» About this exercise: Your answer must be an exact copy of the records below.

*** Begin section ***

PR #1727, opened 2020-12-01
[IA-2385] Support public GHCR images

rtitle:
See https://broadworkbench.atlassian.net/browse/IA-2385

Tested with `ghcr.io/lucidtronix/ml4h/ml4h_terra:20201117_123026`, it seems to work:

image

(Verified `ghcr.io/broadinstitute/ml4h/ml4h_terra:20201119_180431` too)

---

In all cases:

### DIFF
--- a/http/src/main/scala/org/broadinstitute/dsde/workbench/leonardo/util/BaseRuntimeInterpreter.scala
+++ b/http/src/main/scala/org/broadinstitute/dsde/workbench/leonardo/util/BaseRuntimeInterpreter.scala
@@ -126,7 +126,8 @@ abstract private[util] class BaseRuntimeInterpreter[F[_]: Async: ContextShift: L
           .toRight(new Exception(s"Unable to update welder because current welder image is not available"))
           .flatMap(x =>
             x.registry match {
-              case Some(ContainerRegistry.GCR)       => Right(config.imageConfig.welderGcrImage.imageUrl)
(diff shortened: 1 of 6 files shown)


http/src/main/scala/org/broadinstitute/dsde/workbench/leonardo/util/BaseRuntimeInterpreter.scala
```diff
@@ -126,7 +126,8 @@ abstract private[util] class BaseRuntimeInterpreter[F[_]: Async: ContextShift: L
           .toRight(new Exception(s"Unable to update welder because current welder image is not available"))
           .flatMap(x =>
             x.registry match {
-              case Some(ContainerRegistry.GCR)       => Right(config.imageConfig.welderGcrImage.imageUrl)
+              case Some(ContainerRegistry.GCR) | Some(ContainerRegistry.GHCR) =>
```
Qi77Qi, line 129: is this for potentially using welder in ghcr in the future?

Qi77Qi (approved):

http/src/main/scala/org/broadinstitute/dsde/workbench/leonardo/util/BaseRuntimeInterpreter.scala
rtitle: Don't think we have a reason to - was just making the match exhaustive. So a Dockerhub container will cause us to use Dockerhub welder, else we'll use the GCR welder.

*** End section ***

» Completed task:
PR #1727, opened 2020-12-01
[IA-2385] Support public GHCR images

rtitle:
See https://broadworkbench.atlassian.net/browse/IA-2385

Tested with `ghcr.io/lucidtronix/ml4h/ml4h_terra:20201117_123026`, it seems to work:

image

(Verified `ghcr.io/broadinstitute/ml4h/ml4h_terra:20201119_180431` too)

---

In all cases:

### DIFF
--- a/http/src/main/scala/org/broadinstitute/dsde/workbench/leonardo/util/BaseRuntimeInterpreter.scala
+++ b/http/src/main/scala/org/broadinstitute/dsde/workbench/leonardo/util/BaseRuntimeInterpreter.scala
@@ -126,7 +126,8 @@ abstract private[util] class BaseRuntimeInterpreter[F[_]: Async: ContextShift: L
           .toRight(new Exception(s"Unable to update welder because current welder image is not available"))
           .flatMap(x =>
             x.registry match {
-              case Some(ContainerRegistry.GCR)       => Right(config.imageConfig.welderGcrImage.imageUrl)
(diff shortened: 1 of 6 files shown)


http/src/main/scala/org/broadinstitute/dsde/workbench/leonardo/util/BaseRuntimeInterpreter.scala
```diff
@@ -126,7 +126,8 @@ abstract private[util] class BaseRuntimeInterpreter[F[_]: Async: ContextShift: L
           .toRight(new Exception(s"Unable to update welder because current welder image is not available"))
           .flatMap(x =>
             x.registry match {
-              case Some(ContainerRegistry.GCR)       => Right(config.imageConfig.welderGcrImage.imageUrl)
+              case Some(ContainerRegistry.GCR) | Some(ContainerRegistry.GHCR) =>
```
Qi77Qi, line 129: is this for potentially using welder in ghcr in the future?

Qi77Qi (approved):

http/src/main/scala/org/broadinstitute/dsde/workbench/leonardo/util/BaseRuntimeInterpreter.scala
rtitle: Don't think we have a reason to - was just making the match exhaustive. So a Dockerhub container will cause us to use Dockerhub welder, else we'll use the GCR welder.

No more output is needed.